Sri Lanka has invited investors to bid for a half-finished Hyatt waterfront tower in Colombo, with uncertainty over casino licencing emerging as a central issue in the process.
The Finance Ministry has invited expressions of interest, with only pre-qualified bidders allowed to proceed. At a pre-bid meeting, one prospective investor raised a question that goes to the heart of the project’s commercial viability: whether a casino licence could be issued to, or transferred to, a new owner.
The property, owned by state-run Canwill Holdings, is widely known as the stalled “Hyatt” building. Standing in front of the Indian Ocean, the high-rise occupies prime real estate in the capital’s commercial district. Construction was halted several years ago, leaving behind a prominent but incomplete structure.
Officials did not provide a direct answer on licencing, advising the bidder instead to seek independent legal advice. The response underlined the uncertainty surrounding gaming approvals. For investors, the ability to operate a casino could significantly alter projected returns, particularly as Sri Lanka positions itself as a regional tourism hub.
Other risks were mentioned as well. A 9.42-acre land lease in Hambantota, held by a subsidiary called Helanco, has expired. The government has not said if it will extend the lease, raising questions about the status of related assets.

Unfinished Hyatt Tower in Colombo, Sri Lanka (source: Hyatt.com)
Investors also asked if agreements linked to the Hyatt brand are still valid and whether contractual obligations would still apply. They wanted to know about possible limits on share transfers and if legal, financial, or contractual liabilities would pass to a buyer. There were also concerns about possible lawsuits, arbitration, and claims from suppliers or state agencies.
Full documentation will be released only after pre-qualification and the signing of non-disclosure agreements, when bidders can undertake detailed due diligence.
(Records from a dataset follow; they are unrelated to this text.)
PR #820, opened 2022-01-15
Move reasons to docs

DarthGandalf:


Zamiell:
i dont think it needs to be on the website, isn't it fine to have it in a separate document?

DarthGandalf:
a separate document which is hard to find?

don't you think the reason why the conventions exist is quite important for the readers of conventions? to better understand the logic behind them

DarthGandalf:
And the website allows the images, while the doc not so easily (without converting it to some other format first)

Zamiell:
> don't you think the reason why the conventions exist is quite important for the readers of conventions? 

no.
as a whole, the conventions are almost completely arbitrary.
the "reason" that any given convention exists is because it was voted in by an arbitrary amount of people at an arbitrary point in time, which is essentially meaningless.
the only important aspect is that you just have to memorize and/or know what the arbitrary agreement is

DarthGandalf:
Some of them are arbitrary, some of them are not. And the ones which are not arbitrary (which have some logic) are easier to memorize if you understand the logic

florian-5f3759df:
> > don't you think the reason why the conventions exist is quite important for the readers of conventions?
> 
> no. as a whole, the conventions are almost completely arbitrary. the "reason" that any given convention exists is because it was voted in by an arbitrary amount of people at an arbitrary point in time, which is essentially meaningless. the only important aspect is that you have to memorize what the convention is

I almost completely disagree with this way of phrasing the status of the conventions, and I can hardly believe you mean this as written. A statement like that is maybe a useful antidote against players claiming to play based on 'logic', but there is a long way between that and 'almost completely arbitrary'.

Besides the content-wise disagreement with what you said, I think statements like that also can put off new players from investing time trying to learn them.

Zamiell:
i dont want this information to show up in the search bar, so i think it is better the way it is for now

mangopie1:
Whenever I teach games, I use reasoning to explain a convention if it helps. 
For example, we want to save valuable 3s that is why 3 bluff exist. 
We want to save cards that wouldn't otherwise able to, that is why we usually use bluffs over finesses.
I haven't really look into the commits, but I think at least a link to the reasoning/history is good.

DarthGandalf:
There are benefits of having it visible described above.

Zamiel, what are benefits of NOT having it visible?

> i dont want this information to show up in the search bar,

That's why I put it at the very end of the menu

Zamiell:
whether or not it is in the menu doesn't affect whether it is in the search

DarthGandalf:
Ah, search. I see. Any way to skip certain pages from search?

DarthGandalf:
Is fixing https://github.com/algolia/docsearch-configs/blob/master/configs/hanabi-conventions.json#L10 enough?

PR #828, opened 2022-01-19
Update null.md

TheDaniMan:
A change to double finesses so that they make more sense and change of black 4 bluff to critical color bluff.


Zamiell:
thank you

PR #831, opened 2022-01-20
Rename the convention framework

DarthGandalf:
Because Hyphen-ated (the guy) explicitly asked to not attach his name to
it


BlueNovember:
This will inevitably lead to people asking "What does the H stand for?". 
Perhaps just rename it to "Hanab", as per the discord name?

pianoblook:
I've been intentionally calling it "H-Group" for awhile now, ever since I heard that Hyphen-ated explicitly asked us to not use his name.

lol it's pretty fucked up that we still do, but I've just assumed I held no power to do anything about it officially

NumerateClutter:
We should do this, and we should change the image (since the image is hyphenated’s profile picture)

“backronym”ing to hanab/hanab-live group seems pretty great to me — unambiguous and respectful of Hyphen-ated’s wishes

DarthGandalf:
@NumerateClutter any idea for the replacement picture?

Hyphen-ated:
Hi, thanks, it is correct that I would prefer this convention framework to not carry my name

DarthGandalf:
I replaced the image with pink 5 for now

florian-5f3759df:
I think it's very reasonable to follow the wishes of Hyphen-ated here, it's his name after all.

H-group is a very acceptable name to me, but we can also first make the decision that it has to go, and then start a suggestion+discussion (maybe +vote) procedure to pick something that will last.

Zamiell:
in the same way that my real life name of James does not belong to me and only me, the English word of "Hyphenated" does not belong to one guy who has decided to name himself "Hyphen-ated".

changing the name at this point is annoying and carries institutional friction.
i'm fine with changing "Hyphen-ated" to the more-netural "Hyphenated" and removing the prisoner logo and/or any other references to Hyphenated the person, but beyond that would be going too far

mmelwen:
Wait, I agree we should find a different name since Hyphen doesn't want us to use his but lets no be so hasty about it. Let's ask in about names and logos at discord first and choose the best one, we are using hyphen name for years I don't believe that he will object for 1-2 weeks to find something pretty to replace it

sjdrodge:
I'm sorry, why was this issue closed exactly? It seems to me that we have a large number of people saying it should be renamed and exactly one person saying that it should not. That person happens to have exclusive administrative access to this repo, but the claim is that decisions are made via consensus. Closing this issue under the circumstances makes clear the falsity of that claim, in my view.

Zamiell:
a random pull request is not the corrupt forum to discuss a name change, so i asked darth to open an issue

sjdrodge:
Fine.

Questions have also been asked about the physical state of the building, including lifts, escalators and core electrical and plumbing systems.
The debate over licencing comes as Sri Lanka reforms its gambling framework more broadly. In September, Parliament passed legislation establishing a Gambling Regulatory Authority, aimed at creating a single regulator for casinos and betting.
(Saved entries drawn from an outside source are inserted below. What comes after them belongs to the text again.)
Issue #825, opened 2022-01-16
Replace double bluffs with "don't blindplay after two consecutive blindplays"


TheDaniMan:
This is not a proposition for a convention change, but rather an equivalent reformulation of the current conventions.

Replace section 14 with the following: "if Alice gives a clue, and as a result of that clue both Bob and Cathy play a card in the following two turns, and Bob's card, Cathy's card and the clue do not all match each other, then the clue is considered a double bluff. No one should play any further cards from this clue, and the recipient of the clue should carefully go through every possibility that causes Bob to blindplay and Cathy to blindplay after that and write a corresponding note on their card. Note that 12 does not match 4, and 12/23 do not match 5".

The point is that one really doesn't have to know all the different types of double bluffs to give, play into, or receive them successfully. In practice, Alice just checks whether both Bob and Cathy will play from her clue, Bob and Cathy's front cards go brr, and the clue recipient checks all the possible cards rather than all the possible types of bluffs. I think this formulation is far clearer than 7 very similar examples.

Zamiell:
can you submit a PR so that i can see what it looks like

TheDaniMan:
Submitted, but I'd also add further examples if I had the tools to create the pretty pictures.

Zamiell:
i can show you how if you want on voice

DarthGandalf:
https://hanabi.github.io/docs/image-format should explain it

TheDaniMan:
I submitted a pull request for a new version of level 14 (which can still use a couple of edits + checking with other conventions that may now be accidentally covered) here: https://github.com/hanabi/hanabi.github.io/pull/837
There are two main points to this:
1) to simplify the conventions that need to be learned from "here is a list a bunch of conventions, each more identical than the last" to "stop playing after two cards get played", which I think is far more intuitive for newer players.
2) to give some examples on notes which new and sometimes not-so-new players quite often mess up, because the current double bluff section doesn't explain how the recipient of the clue should figure out what his card is (yes, you can deduce the procedure from various principles, but it's absolutely not the first thing a new player will think of after learning about double bluffs).

Zamiell:
i accepted the pr so i will close this for now, make another PR if you want to do any further updates

PR #837, opened 2022-01-22
Double Bluff Rework

TheDaniMan:
The formatting is weird in my preview, so please make extra sure I didn't royally mess up.
The changes are as follows:
1) a double bluff is defined as two people blindplaying in a row from the given clue (what was previously called "Double Bluff" was renamed to "Double Total Bluff"). The rest of the section is retained as examples.
2) 5 double bluff is replaced by 5-double-bluff-new, because it is not in line with the current treatment of 5 clues in low score phase.
3) an example of cluing a 2 with a 2 clue to get two 1s to play and an example of a color clue that matches the first blindplay in a rainbow variant are added, both emphasizing the note that Donald should put on his cards.
4) yml files are added in support of (2) and (3).

Note also that this makes pestilent double bluff redundant. The convention should probably be deleted in parallel, or the example also included in this section (relevant: pestilent triple bluff includes 'first, read pestilent double bluff'), but I didn't touch these in this patch.


Zamiell:
i thought the idea of #825 was that you would be deleting most of the text on this page and simplifying it, but that doesn't seem to be the case when looking at this PR

Zamiell:
look at what the website is now and do another PR if you want to change anything further

PR #839, opened 2022-01-23
Change outcome of ex 2 without relying on bluff targets

DarthGandalf:


Zamiell:
why does this pr have two separate changes

DarthGandalf:
Because it's easier this way, less merge conflicts with myself

Zamiell:
can you please put 1 change in 1 pr, that way it is easier to revert if needed

DarthGandalf:
Merge them via merge or rebase, without squashing them into one commit. Then it's easy to revert

PR #847, opened 2022-01-26
Learning path add trash finesse

mmelwen:


Zamiell:
its not supposed to list every convention, just the main ones

PR #882, opened 2022-02-15
Add interaction between Occam's Razor and Bob's Truth Principle

Lel0uch-H:


Lel0uch-H:
This has been the focus of many disagreements during reviews. Adding this here would be helpful I think.

Zamiell:
why is it at level 14 instead of e.g. after the Occams Razor section

Lel0uch-H:
Because before level 14, Bob cannot be in such a dilemma. Correct me if I am wrong.

Zamiell:
oh i see, because it has to do with double bluffs

Zamiell:
ok thanks, i did a few edits

PR #899, opened 2022-03-17
Fix a typo

crossproduct42:
Changed "move information" to "more information" in the solution.


Zamiell:
this is the same pr as the other one???

PR #915, opened 2022-04-19
Fix "clue giver" tag in Save Principle (Question 1)

nickm2402:
Question page: https://hanabi.github.io/docs/beginner/save-principle-question-1

Bob is tagged as clue giver. The question starts with "Alice clues blue to Bob..." and it is now Bobs turn, so Alice should get the clue giver tag. 

This probably happened because the solution is, that Bob needs to clue now (also the tag spoils the answer in a way).

Not sure if I got that yml format correct. Please check before merging


Zamiell:
i guess there doesn't need to be a clue giver tag for this question

PR #919, opened 2022-04-26
Remove extra player in pestilent-double-bluff.yml

vEnhance:
The text accompanying this figure references a four-player game, but the image was a five-player game.


Zamiell:
thanks sir

PR #1149, opened 2023-12-08
UDD out-of-level fix

Egroegw:
Since UDD was moved from max level to level 16, some parts of the UDD section are out-of-level. I've made minor changes to fix this.


Stuurrm:
Without question even before lvl 18 players should mark notes that they hold the other copy. The elim notes actually do nothing even at max other than just remind one of those cards is the discarded card.

kesslermaximilian:
The only thing I could see why we want to rephrase this is because the term 'Elimination Notes' might not be clear. But 'marking they have the other copy' is very clear also at level 16 of course.

Zamiell:
i added some edits, thanks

At the same time, the government has tightened the fiscal regime. Amendments to the Betting and Gaming Levy Act, which took effect on 1 January 2026, raised the gross collection levy on licenced operators from 15 percent to 18 percent. The casino entrance levy for Sri Lankan citizens has doubled from $50 to $100 per visit.
Ministers say the measures form part of a wider effort to strengthen public finances and harness tourism-led growth following the country’s recent economic crisis. Large-scale developments such as City of Dreams Sri Lanka, a joint venture between Melco Resorts and John Keells Holdings, have been promoted as catalysts for high-spending international visitors.
Officials have spoken of ambitions to lift tourism’s contribution to Gross Domestic Product (GDP) towards 10 percent, with integrated resorts playing a supporting role. For now, the fate of Colombo’s unfinished tower may depend less on its oceanfront setting and more on whether regulatory clarity can match investor appetite.